Entre les murs de Laurent Cantet
Palme d'or à Cannes en 2008, Entre les murs de Laurent Cantet nous présente un monde intra muros dans lequel vingt-quatre élèves et un prof de français se lancent dans l'épopée d'un langage oral et écrit.Venant d'un kaléidoscope de cultures et de niveaux scolaires différents, les élèves de la classe du collège Françoise Dolto, un petit collège ZEP (zone d'éducation prioritaire) passent du classicisme français aux vannes qui fusent de partout.

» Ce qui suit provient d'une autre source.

PR #2164, opened 2020-09-13
Fixed fable-library import extensions

ncave:
- Fixed fable-library import extensions (added `.js` as TypeScript does not add them).
- Updated Fable benchmark compiler test with a --benchmark flag.


alfonsogarciacaro:
Thanks!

Le scénario de François Bégaudeau (qui joue François Marin, le professeur, tout en ayant écrit un roman tiré de son expérience d'enseignant), déroule une succession de séquences disjointes, de bribes séparées, qui nous mènent petit à petit vers une construction proche de la tragédie.

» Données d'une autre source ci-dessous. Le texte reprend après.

Issue #2078, opened 2020-06-09
Road to Fable 3


alfonsogarciacaro:
So far there have not been many good news in 2020 so let's to make one by releasing a new major version of Fable 3 😄 I'm collecting different threads from recent issues here to list the features that could go in Fable 3:

### Reflection support

My original hope was that #1839 would basically become Fable 3, but I've left too much time passed, the PR has lost sync with master and it's proving a bit difficult to make it work now. Besides I had some concerns about its reflection support. Although it's very interesting to be able to access to all class methods, constructors, properties and attributes (currently Fable is limited to record, union and tuple fields) for scenarios like [test generators](https://github.com/fable-compiler/Fable/issues/2027#issuecomment-638910441) (I'm also using reflection now for interacting with databases in Node with good results), I'm concerned about how this would affect the resulting bundle in web apps.

Fable tries to play well with tree shaking in JS. For example class methods are not attached to the objects and can be removed from the bundle if not actually used. However, if we keep references to the methods in order to be able to call them through reflection, tree shaking won't be able to tell unused code apart (e.g., see [this comment about Dart](https://flutter.dev/docs/development/data-and-backend/json#is-there-a-gsonjacksonmoshi-equivalent-in-flutter)).

[In some quick tests](https://github.com/fable-compiler/Fable/pull/1818#issuecomment-486185727), the increase in the bundle size was not much, but I'm not sure if reflection wasn't used much in those cases. When you include support for quotations the bundle size explodes and it could be because reflection is used more intensively.

I'm considering now to give support to Constructors, Methods, Properties and Attributes, but only through special helpers in Fable.Core.Reflection module that generate the information in compile time only where it's needed (same way as we can only get type info when the type is known at compile time). Like:

```fsharp
open Fable.Core

let cons = Reflection.generateConstructors<MyType>()
let methods = Reflection.generateMethods<MyType>()
let meth = Reflection.generateMethod<MyType>("Foo")

// For example, this would be replaced in compile time by
// an array with the attributes decorating the type
let atts = Reflection.generateCustomAttributes<MyType>()
```

Would that be a good idea? The main downside is there could be duplicated code if we make the same call in multiple places.

### Quotation support?

This also depends on #1839 Not sure how difficult would it be to add quotation support if we implement reflection differently.

### Mangling abstract members

[...]

PR #2171, opened 2020-09-21
New Fable.Core.JS Syntax

Shmew:
As I mentioned in #2078, I think this makes the syntax much nicer to work with, and if y'all like it we can add modules alongside the types so you can do things like:

```fsharp
JS.Map<int,int>()
|> JS.Map.set 2 1
|> JS.Map.entries
```

and the compiled js would be this (cutting out the junk caused by pipes):

```javascript
new Map().set(2, 1).entries()
```


MangelMaxime:
Disclaimer: I have been away from F# for a long time so I don't remember well how everything works ^^ So I am asking some basic questions probably ^^


Quoting part of your message from the issue and moving the discussion here as I think it makes sense to have it in the PR

> I'm also curious, is `AllowNullLiteral` still necessary on those types?

I guess it was used to represent `null` or `undefined` values from the Browser APIs. Like when an API returns `null` or `undefined` as a default value. But I suppose if that's the cause we should use `'T option` to represent the output of the APIs.

Could you please provide the equivalent of your example with the old syntax? Just to compare it ;)
Or is it just impacting the binding code and not how the user consumes it?

Questions that come in my mind are:

1. Is type extension still supported?

```fs
type FormDataType with
    [<Emit("new $0($1...)")>]
    member __.Create(form: HTMLFormElement): FormData = jsNative
```

2. Can we still `inherit` from several interfaces/types?

```fs
    inherit Node
    inherit ChildNode
```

Entre les murs joue son cinéma dans le milieu scolaire, dans une classe, afin de montrer le particulier pour saisir le général. Ni documentaire (tout est joué), ni fiction, le film nous dévoile une classe de quatrième année le temps d'une année scolaire. Pour former la classe idéale, les élèves du collège se sont rendu à un atelier d'improvisation tous les mercredis (de 2006à 2007). Des plus cancres aux grandes gueules en passant par les bons élèves, ils improvisent et s'exercent oralement pour les scènes d'argumentation contradictoire avec le prof.
Une classe vivant dans la diversité culturelle face à l'écran d'une culture considérée par l'école comme majoritaire. Ce n'est pas seulement cette contradiction qui anime Cantet et Bégaudeau, mais aussi la volonté de ne pas exclure, tout en faisant respecter certains principes du vivre ensemble au sein du collège (la discipline) avec le souci d'éviter ce désastre que serait l'exclusion et un éventuel refoulement hors des frontières.
Mais la grande richesse du film de Cantet est de jouer sur la bande-son du langage avec le tempo d'un musicien. Si François Morin, le prof, évite de tomber dans le fétichisme de la langue classique, il n'oublie pas que la langue offre une détermination sociale à chacun, que la fierté du sabir ou du verlan, qu'il soit minoritaire ou générationnel, est un risque d'exclusion sociale. Film où la parole est prioritaire, Laurent Cantet, avec sa caméra, suit au plus près, d'une séquence à l'autre, le regard des élèves, leur corps et leurs gestes. Entre les murs nous montre l'importance du vocabulaire de façon magistrale autour du mot « pétasse ». Le professeur fait plus que l'entrechat d'un malentendu autour de ce mot, il trébuche devant ses élèves (« je n'ai pas dit « pétasse », j'ai dit, vous vous conduisez comme des pétasses »), lui, le maître du langage, un domaine qu'il est censé maîtriser et expliquer. De toute façon, le mot devient polysémique : pour les élèves, pétasse = prostituée. Et de là, on file la métaphore vers « enculé ».
Car c'est le moment tragique (l'humain et le pathos) du film, pour un professeur qui ne cesse d'écouter la langue des adolescents de sa classe, d'apprendre leur langue pour mieux leur transmettre son savoir en leur enseignant les codes d'un langage qui leur permettra de vivre en société. Lui qui fait tout pour sauver Soleymane du conseil de classe est pris au piège du mot « pétasse » qu'il a utilisé pour désigner les deux élèves qui représentent sa classe. Un mot qui va devenir un couperet pour Souleymane qui pète les plombs, tombe dans le piège du langage, de la violence verbale et gestuelle. Le conseil de discipline devient inévitable avec ce côté propre à la tragédie, un dispositif, tel un destin qui s'avère infranchissable. Souleymane va-t-il être renvoyé, dans son bled au Mali, par sa famille ?
Entre les murs de Laurent Cantet, DVD édité par Cinéart, diffusé par Twin Pics.